Stuttgart (AP/taz) – Die Befürchtungen der 2.000 DemonstrantInnen vor der Tür der SEL- Hauptverwaltung in Stuttgart bewahrheiteten sich am späten Nachmittag: Der Vorstand des Elektronikkonzerns Alcatel SEL will in diesem und im nächsten Jahr 5.300 Stellen streichen. Ganz dichtgemacht werden sollen die Werke in Mannheim und im sächsischen Rochlitz, wo 630 und 390 Leute arbeiten. Die Zahl der Belegschaftsmitglieder wird sich damit von 21.300 Ende 1993 auf 16.000 zum Jahresende 1995 reduzieren, verkündeten die Manager.

Begründet wird die Massenentlassung mit einem dramatischen Ergebniseinbruch. Nach 5,6 Milliarden Mark Umsatz im vergangenen Jahr wird für 1994 mit einem Rückgang um knapp vier Prozent auf 5,4 Milliarden gerechnet. 300 Millionen Mark Miese weist die Bilanz aus. Hinzu kommen Rückstellungen von 200 bis 300 Millionen Mark, die für Restrukturierungsaufwendungen verwendet werden sollen. Die Geschäftsführung hofft, durch den Massenrausschmiß die Kosten um 400 Millionen Mark zu senken.

Die Deutsche Angestellten-Gewerkschaft (DAG) verlangte die sofortige Absetzung der Unternehmensleitung. Sie bezeichnete es als unseriös, wenn der SEL-Vorstand in den vergangenen zwei Jahren über eine Milliarde Mark in Beteiligungen der französischen Konzernmutter vergrabe und in diesem Jahr bei einem voraussichtlichen Minusergebnis von 380 Millionen von notwendigen radikalen Einschnitten spreche. Wie DAG- Abteilungsleiter Rolf Schmidt mitteilte, liegen seiner Organisation Informationen vor, nach denen die gesamte industrielle Verantwortung innerhalb des Konzerns künftig in Paris, Straßburg, Antwerpen, Madrid und Brüssel angesiedelt werden soll.

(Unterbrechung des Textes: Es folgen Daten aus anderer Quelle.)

PR #9073, opened 2026-08-29
fix(codegen): dynamic-parent own-ctor classes ran field initializers twice — pi's startup crash

proggeramlug:
The mixin pattern with an explicit constructor:

```js
function mixin(Base) { return class extends Base { m() { return 1; } }; }
const Mixed = mixin(Root);
class Leaf extends Mixed { #s = 5; constructor() { super(); } get() { return this.#s; } }
```

The standalone-ctor lowering picks its pre-body field-staging mode by `extends_name` alone, so an `extends_expr` (dynamic-parent) class with an own ctor fell through to mode `All` and staged its self fields **before the body** — and the body's `super()` lowering staged them again after the parent returned. Three observable failures from the one cause, all verified against node:

- public initializers run **twice** (`init-runs: 2` vs node's 1 — silent double side effects);
- private fields throw `Cannot initialize a private field twice`;
- because the pre-body run executes **before `super()` binds the receiver**, brands can land on the wrong object, and later reads throw `Cannot access private member from an object whose class did not declare it` — **this is pi's startup crash on current main** (the July pi binary predates the `All` staging for these shapes).

Fix: `extends_expr` + own ctor stages `AncestorsOnly` pre-body (the static chain of a purely dynamic parent is empty ⇒ stages nothing, which is correct — everything above the edge belongs to the runtime parent constructor). The self fields keep their single staging at the body's `super()`. The ctor-less sibling (#9045's `FromInclusive` path) is untouched and covered by the fixture.

Verification: gap fixture `test_gap_9051_dynamic_parent_ctor_field_init_once.ts` (public run-count + private read + ctor-less sibling) node-identical; five ad-hoc mixin probes node-identical; perry-codegen lib 1345/0; fmt green. Together with #9069 this un-blocks the pi build+run on current main.

## Summary by CodeRabbit

* **Bug Fixes**
  * Fixed duplicate field initialization in classes with dynamic parent classes and their own constructors.
  * Prevented errors when initializing private fields in these scenarios.
  * Ensured field brands and values are applied to the correct object after `super()`.
  * Ensured derived classes without explicit constructors initialize fields correctly.

* **Tests**
  * Added regression coverage confirming public and private fields initialize once, remain accessible, and behave correctly after `super()`.


proggeramlug:
Merged. Verified all three observable failures against node: initializer runs exactly once (`inits: 1`), the private field no longer throws, and the brand check lands on the right object (`#b in b1` true, `in {}` and in an unrelated instance false). Also confirmed the paths that already worked are unchanged — no-own-ctor dynamic parent, and an ordinary static `extends`.

This is the `extends_name`-keying hazard in its canonical form. `function mixin(Base) { return class extends Base {...} }` has no literal parent name to key on, so any decision made from `extends_name` silently takes the wrong branch — CLAUDE.md's known-weak-areas list calls this out for native base classes, and it's the same root here for field staging.

## One thing this does not reach — filed separately, not a blocker

**Two levels of dynamic parent SIGSEGVs**, both before and after this PR:

```ts
const Mixed = mixin(Root);
const Mixed2 = mixin(Mixed);          // second level
class Deep extends Mixed2 { d = 4; constructor() { super(); } }
new Deep();                            // node: fine    perry: exit 139
```

A/B'd before attributing: `main` crashes identically, so this PR neither causes nor worsens it — it fixes one level and doesn't extend to the recursive case. Worth knowing here because a reader could reasonably assume "dynamic-parent own-ctor classes" now works generally, and the mixin-chain shape (`compose(A, B, C)`) is common enough that it will resurface.

Validation: `perry-codegen` 1345/0, `perry-runtime --lib` 2812/0, `fmt --check`, `run_lint_gates.sh` **all 60 gates passed; 2 CI-only skipped**.

PR #9074, opened 2026-08-29
ci(simctl): invalidate cached Geisterhand archives

### LINKED ISSUE #9037: ci(simctl): invalidate cached Geisterhand archives when the Perry commit changes
## Problem

`.github/workflows/simctl-tests.yml` caches the entire `target/` directory using only `hashFiles("**/Cargo.lock")`.

On Simulator run 33251438200 for release candidate `ec67a454409530434fa60dbdc468f6e8739929e2`, the cache restored `target/geisterhand/aarch64-apple-ios-sim/release/libperry_runtime.a` built at the previous candidate `88def6d85d4ce5d22cbef3fd8f6548c92c938d59`. The Geisterhand builder checks only whether the archive exists, so it skipped rebuilding it. The compatibility guard then correctly failed:

```
library build: v0.5.1519 (commit 88def6d85d4c)
Perry build: v0.5.1519 (commit ec67a4544095)
```

This makes a Simulator rerun deterministically fail after any source-only candidate update that leaves `Cargo.lock` unchanged.

## Required fix

Before the Geisterhand compile smoke, ensure cached commit-stamped archives cannot be reused across commits. A minimal workflow fix is to remove `target/geisterhand` after cache restore; alternatively key that directory by `github.sha` or make `build_geisterhand_libs` rebuild archives whose embedded build stamp is incompatible.

Keep registry/dependency caching intact so the simulator job does not become unnecessarily cold.

## Acceptance criteria

- A simulator workflow at commit B may restore a cache created at commit A with the same `Cargo.lock`.
- `target/geisterhand/.../libperry_runtime.a` and the paired stdlib/UI archives are rebuilt for commit B.
- `perry compile --target ios-simulator --enable-geisterhand` reaches the link/run stages without a runtime/compiler stamp mismatch.
- Add a workflow/static guard or focused test that prevents the cache key/existence-only behavior from regressing.

## Evidence

- Failing run: https://github.com/PerryTS/perry/actions/runs/33251438200
- Failing job: https://github.com/PerryTS/perry/actions/runs/33251438200/job/99097691287
- Candidate SHA: `ec67a454409530434fa60dbdc468f6e8739929e2`
- Stale archive SHA: `88def6d85d4ce5d22cbef3fd8f6548c92c938d59`

proggeramlug:
Fixes #9037

## Summary
- discard `target/geisterhand` immediately after restoring the simulator Cargo cache
- retain registry, dependency, and other `target` cache entries
- assert the commit-stamped archive subtree is absent before the build and Geisterhand compile smoke

## Testing
- parsed `.github/workflows/simctl-tests.yml` with PyYAML
- statically verified cache → invalidation → Geisterhand smoke ordering
- simulated a restored stale `target/geisterhand/.../libperry_runtime.a` and verified cleanup preserves unrelated `target/release` artifacts
- `git diff --check`

No version bump.

## Summary by CodeRabbit

* **Bug Fixes**
  * Updated automated builds to reliably regenerate Geisterhand archives after restoring cached build data.
  * Prevented stale archives from being incorrectly reused during simulator test runs.

### DIFF
--- a/.github/workflows/simctl-tests.yml
+++ b/.github/workflows/simctl-tests.yml
@@ -48,6 +48,14 @@ jobs:
           key: ${{ runner.os }}-cargo-${{ hashFiles('**/Cargo.lock') }}
           restore-keys: ${{ runner.os }}-cargo-
 
+      # These archives embed the Perry commit, while the builder treats an
+      # existing archive as fresh. Keep the broader target cache warm, but
+      # force this commit-stamped subtree to be rebuilt after every restore.
+      - name: Invalidate cached Geisterhand archives (#9037)
+        run: |
+          rm -rf target/geisterhand
+          test ! -e target/geisterhand
+
       - name: Build perry + iOS UI lib
         run: |
           cargo build --release -p perry -p perry-runtime -p perry-stdlib -p perry-runtime-static -p perry-stdlib-static


proggeramlug:
Merged. Small and correctly placed: the step sits after `actions/cache` restores (lines 41–49) and before the build (line 59), which is the only window where removing the stale subtree does what you want — earlier and the restore would put it back, later and the build would already have consumed it.

The rationale is the interesting part and worth having in the comment as you've written it: the archives embed the Perry commit while the builder treats any existing archive as fresh, so a warm cache silently serves a previous commit's artifact. That's the "cached thing that looks valid but encodes a stale identity" shape — the same reason `PERRY_LLVM_INPROCESS` and the codegen knobs have to participate in the build-cache key (#9044, #9060, #9071 today). Scoping the removal to `target/geisterhand` rather than dropping the whole cargo cache keeps the expensive part warm.

`test ! -e target/geisterhand` after the `rm -rf` is a good touch — it makes the step assert its own effect rather than trusting `rm` to have done it.

No changelog fragment; precedent for CI-only changes is mixed (#8928 had one, #8932 didn't) and this alters no shipped behaviour, so I left it.

Validation: workflow parses, `run_lint_gates.sh` all 60 gates passed; 2 CI-only skipped.

Issue #9072, opened 2026-08-29
Set/Map forEach with mid-iteration delete visits holes and skips entries (gap test red on main)


proggeramlug:
`test-files/test_gap_set_map_foreach_fused_receiver.ts` fails on clean `main` — cases 5–7 (delete during `Set.prototype.forEach` / `Map.prototype.forEach`) return wrong elements, and `test-parity/gap_snapshot.json` expects the test to pass, so any full gap run is red on it.

Node 26.5.1 (pinned oracle):

```
[1,2] 0
["a:1","b:2","c:3"] 0
["p","q","r"] 2
```

Perry (both `main` @ `86c910471` and a current feature branch, `perry-dev` builds, `PERRY_NO_AUTO_OPTIMIZE=1` — byte-identical on both arms, so pre-existing):

```
[1,null] 1
["a:1","NaN:undefined","b:2"] 1
["p","q"] 2
```

The shape is exactly what the test's own header warns about: delete during forEach used to compact the backing vector and was fixed for that; the current failure smells like the **tombstone-hole delete work** (#9020 Map pattern / recent Set-Map hole handling) changed delete-during-iteration bookkeeping — `[1,null]` (a hole surfaced to the callback), `NaN:undefined` (a hole key/value pair visited), and a stale `size` of 1 after deleting both entries. Case 7 additionally skips `"r"` after deleting an earlier entry.

Found while running the full gap suite for #9066 on 2026-08-29; A/B'd from the merge-base before attributing (both arms identical, so it is not from that PR).

PR #9075, opened 2026-08-29
fix(runtime): make iterator own properties readable; present-undefined .next throws (follow-up to #9066)

proggeramlug:
Follow-up to #9066, carrying the review-round changes that were in flight when the PR merged (plus the review's own findings). The regex-engine cfg fix landed in #9066 via the maintainer's commit; everything else is here.

## The write-only storage bug (the "squeeze loses survivor values" report)

Root-caused: **not the squeeze, and not the values** — they sat intact in the overflow spill the whole time (verified slot-by-slot: `ov6=Some(11.0) ov7=Some(22.0) ov8=Some(33.0)` while every by-name read returned undefined). The Map/Set-iterator arm in the by-name GET tail ended with `if key_bytes != b"next" { return undefined }` — every non-`next` property read short-circuited without consulting own fields, so #9066's storage was write-only through that lane. Some compiled reads worked via IC lanes, which is why single-property probes (and the PR's own gap cases) passed while the 12-property/10-delete shape failed.

The arm now lives in `accessors::map_set_iterator_property` with own-field shadowing first (ordinary [[Get]] order — an own `return` patch now also shadows the synthetic binding), and `get_field_by_name_tail.rs` comes back under the 2000-line cap (1981, was exactly 2000).

## The other two items

- **Present-but-undefined own `next`** (CodeRabbit's inline find on #9066): `it.next = undefined` is present and non-callable — GetV yields the stored undefined and Call throws. The dispatcher probe adds a bytes-based keys presence scan (no allocation; an unpatched iterator's keys edge is null, so the hot path pays one null check) and throws per IteratorNext instead of silently running the builtin advance.
- **Seed-failure hardening**: if the reserved-floor seed cannot allocate, the by-name append and the defineProperty keys claim now DROP the write instead of proceeding unseeded onto field 0.

## Validation

- `test-files/test_gap_iterator_patched_next.ts` extended to 16 cases (N: 12 adds + 10 deletes with survivor-value assertions across the hole-squeeze; O: own `return` shadowing; P: `it.next = undefined` throws under `for…of`) — **byte-identical against the pinned Node 26.5.1 oracle**, on a base that includes #9067's shared-shape-index-across-delete work.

Der baden-württembergische Wirtschaftsminister Dieter Spöri meinte, SEL sei vor allem durch die geänderte Vergabepraxis im Rahmen der Privatisierung von Post und Bahn in große Schwierigkeiten geraten. Genau wie erst letzte Woche bei Zeiss kündigte Spöri volle Unterstützung für die Standorte in seinem Land an. Die Stuttgarter Regierung werde alle Möglichkeiten nutzen, um eine Schließung des Mannheimer Werks zu verhindern.